The movie makes it clear that rapacious capitalism represents the lowest circle of Hell, with banditry somewhat higher up the scale of morality and prostitution barely an issue.

Apart from Cheyenne and Frank, there is a third male protagonist who remains unnamed, but is known as Harmonica after the instrument he plays. His role, performed by Charles Bronson, is as an avenging angel of justice, pursuing Frank in retribution for a hideous crime in the distant past. We only learn of its nature in a flashback during the final duel between the two men. 

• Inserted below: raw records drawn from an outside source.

PR #168, opened 2020-12-23
TypeScript Misc

baruchiro:


package.json
```diff
@@ -11,15 +11,18 @@
...
     "lint": "eslint --ext .js,.vue,.ts -f ./node_modules/eslint-friendly-formatter src test",
     "lint:fix": "yarn lint --fix",
-    "test": "yarn unit && yarn e2e",
     "typeCheck": "tsc --noEmit",
+
     "unit": "vue-cli-service test:unit",
-    "e2e": "vue-cli-service test:unit --config='test/e2e/jest.e2e.config.js'"
+    "e2e": "vue-cli-service test:unit --config='test/e2e/jest.e2e.config.js'",
+    "test": "yarn unit && yarn e2e"
   },
```
baruchiro, line 26: Just spaces

src/backend/index.ts
```diff
@@ -11,7 +11,6 @@ import outputVendors from './export/outputVendors';
 import * as bankScraper from './import/bankScraper';
 
 export { CompanyTypes } from 'israeli-bank-scrapers-core';
-export { printYnabAccountData } from './setupHelpers';
```
baruchiro, line 14: I don't think we need that here, I moved it to a folder called `src/manual`.

I don't like that script, I want it as CLI :-)

src/logging/sentry.ts
```diff
@@ -0,0 +1,38 @@
...
+      body,
+      ...extra,
+    },
+  });
+};
+
+export default {
+  initializeReporter,
+  userReportProblem
+};
```
baruchiro, line 38: Not really a new file, just converting it from js

src/backend/configManager/encryption/credentials.js
```diff
@@ -1,78 +0,0 @@
-/* eslint-disable no-use-before-define */
```
baruchiro, line 1: File is unused

src/backend/index.ts
brafdlog: My plan is to add a button in the ynab config that will print these for the user to see. If this is a cli, the user will need to install an additional tool. I think it is useful because setting up ynab is complex now

brafdlog (approved):

src/backend/index.ts
baruchiro: OK but since it is still a workaround I think you can get it from `manual/setupHelpers.ts` until we will have a full UI solution for that.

Like Harmonica, Jill engages our sympathy from the moment she appears, and sustains it throughout  the movie – as widow, inheritor, detective, and survivor amidst the brutalities that surround her. Despite this, there are three scenes involving Jill, one with each of the men, which will provoke moral discomfort in many viewers. The first is when Cheyenne appears with his gang to explain he was innocent of the massacre of her husband and children – and to see if there is anything at the ranch worth stealing. Assuming his motives go beyond exculpation and theft, Jill  mocks him with how little it would mean to her if he raped her. “If you want,” she says. “You can lay me over the table and amuse yourself, and even call in your men. Well, no woman ever died from that. When you’re finished, all I’ll need would be a tub of boiling water, and I’ll be exactly as I was before. Just another filthy memory.” Contrary to her expectations, Cheyenne proves to be a reliable ally and confidant.

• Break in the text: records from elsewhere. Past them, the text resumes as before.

PR #172, opened 2020-12-25
Bug: ENOTDIR, not a directory

### LINKED ISSUE #170: Bug: ENOTDIR, not a directory
This is a bug report from the app interface.
- [ ] Open in this repo (currently opened in the old one)
- [ ] Typo in the title
- [ ] Add OS and App version to the bug report

## Detailes

I installed the app, then I configured my bank accounts.
After that, I configured the JsonExporter to the full path: `C:\Users\BaruchR\source\repos\transactions\data\transactions.json` and the SheetsExporter I configured to create a new spreadsheet (because it has no access to exists spreadsheets).
I didn't change to Config.

Now I pressed on the RUN button and almost immediately I got the error: ENOTDIR.

The problem is also the message is not descriptive, I don't know where it comes from, and there are no logs about that.

image
You can see לאומי don't have an *import error*. Don't know if it points to something.
## Log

Later the same morning, Harmonica appears at the ranch, seemingly with the intention of becoming Jill’s protector. He has evidently overheard her earlier conversation with Cheyenne. His first action is to push her backwards onto what looks like a table, and to pin her down by her neck, as if carrying out exactly the rape scenario she expected with Cheyenne. It is a brief scene, over in a minute. He releases her and asks for some water. Shortly afterwards, he saves her life by shooting two of Frank’s men who have arrived to kill her. But in that moment, we have seen a side of the avenging angel that appears nowhere else in the movie.

It is a magnificent movie, but more magnificent for not making virtue look easy or straightforward.

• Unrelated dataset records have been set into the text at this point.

PR #540, opened 2017-01-26
Sync generic registration error strings

infotexture:
Align with copy from phone registration variants:
* `new_reg_phone_generic_error_header`
* `new_reg_phone_generic_error_message`

Closes #530.
#### APK
[Download build #8350](http://192.168.10.18:8080/job/Pull%20Request%20Builder/8350/artifact/build/artifact/wire-dev-PR540-8350.apk)


infotexture:
To facilitate re-use, we could instead consider directly referencing these variants via `@string`, but I’m not sure whether such dependencies are desirable in this case, nor which variants should be source/target.

Please advise.

PR #571, opened 2017-02-03
[AN-4950] Closes preview only if conversation changes to another

JPonte:
Ticket: https://wearezeta.atlassian.net/browse/AN-4950
#### APK
[Download build #8410](http://192.168.10.18:8080/job/Pull%20Request%20Builder/8410/artifact/build/artifact/wire-dev-PR571-8410.apk)
[Download build #8412](http://192.168.10.18:8080/job/Pull%20Request%20Builder/8412/artifact/build/artifact/wire-dev-PR571-8412.apk)

### DIFF
--- a/app/src/main/java/com/waz/zclient/pages/main/conversation/ConversationFragment.java
+++ b/app/src/main/java/com/waz/zclient/pages/main/conversation/ConversationFragment.java
@@ -698,7 +698,7 @@ public class ConversationFragment extends BaseFragment<ConversationFragment.Cont
             conversationModelObserver.setAndUpdate(toConversation);
         }
 
-        if (isPreviewShown) {
+        if (isPreviewShown && fromConversation != null && !toConversation.getId().equals(fromConversation.getId())) {
             onCancelPreview();
         }
 


app/src/main/java/com/waz/zclient/pages/main/conversation/ConversationFragment.java
```diff
@@ -698,7 +698,7 @@ public void onCurrentConversationHasChanged(final IConversation fromConversation
             conversationModelObserver.setAndUpdate(toConversation);
         }
 
-        if (isPreviewShown) {
+        if (isPreviewShown && fromConversation != null || !toConversation.getId().equals(fromConversation.getId())) {
```
hakonbo: I guess we can get a NPE from `fromConversation.getId()` and would be good to add some more parentheses to make it explicitly clear the the two sides of `||` are evaluated separately.

JPonte: Oops... actually it's supposed to be a && instead of a ||...

PR #575, opened 2017-02-05
[AN-4894] Remove `DelayedViewEventContext`.

wire-android:
Replaced with `ViewEventContext` without delay.
Delay here was meant to improve performance during view recycling, we wanted to avoid context restarts if view is only temporarily detached.
This way, some parts of view didn't need to be refreshed, as context restart forces all signals to fire.
Unfortunately with this delay some updates are executed when view is detached, and on some Android versions those views would not be properly updated (views ignore updates when detached). Removing delay avoids this issue, makes UI more predictable.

In the last of these morally ambiguous scenes  Jill is alone with Frank, the arch-villain of the movie. Although he intended to dispatch her just as he dd with the rest of her family, Frank has calculated that he can gain more gratification and wealth by exploiting her in other ways. He has abducted her to a Navajo cave that serves as his band’s hideout. There, in what can only be described as a love scene, the two embrace and make love, with Jill physically taking as active a part in the kissing and undressing as Frank. The dialogue, where she admits that she will “do anything to save her skin”, implies coercion, but is at odds with the romantic, passionate way she surrenders her body to Frank. The scene suggests there is only a thin line between a convincing performance of consensual sex and a convinced one. Later, in a hotel in town, Jill takes a hot bath, the panacea for violation that she mentioned before, but it scarcely washes away the viewer’s sense that she has crossed an uncomfortable moral boundary. Or perhaps it is the director, actors and audience who have crossed it.

The movie ends as one is led to expect. Harmonica kills Frank in their duel. Cheyenne shoots the evil tycoon, but receives a bullet wound in return that also proves fatal. By the time the railroad reaches the ranch, Jill has turned the place into a thriving staging post with emerging town around it, and a credit to her late husband. In the last scene, Harmonica rides off while Jill takes out pitchers of water to refresh the black railroad workers. It is a magnificent movie, but more magnificent for not making virtue look easy or straightforward. It speaks to the tensions between idealism and realism. GPs and health professionals might find some balm in it for moral distress.

 

Featured movie: “Once Upon a Time in the West,” dir. Sergio Leone (1968), Paramount Pictures.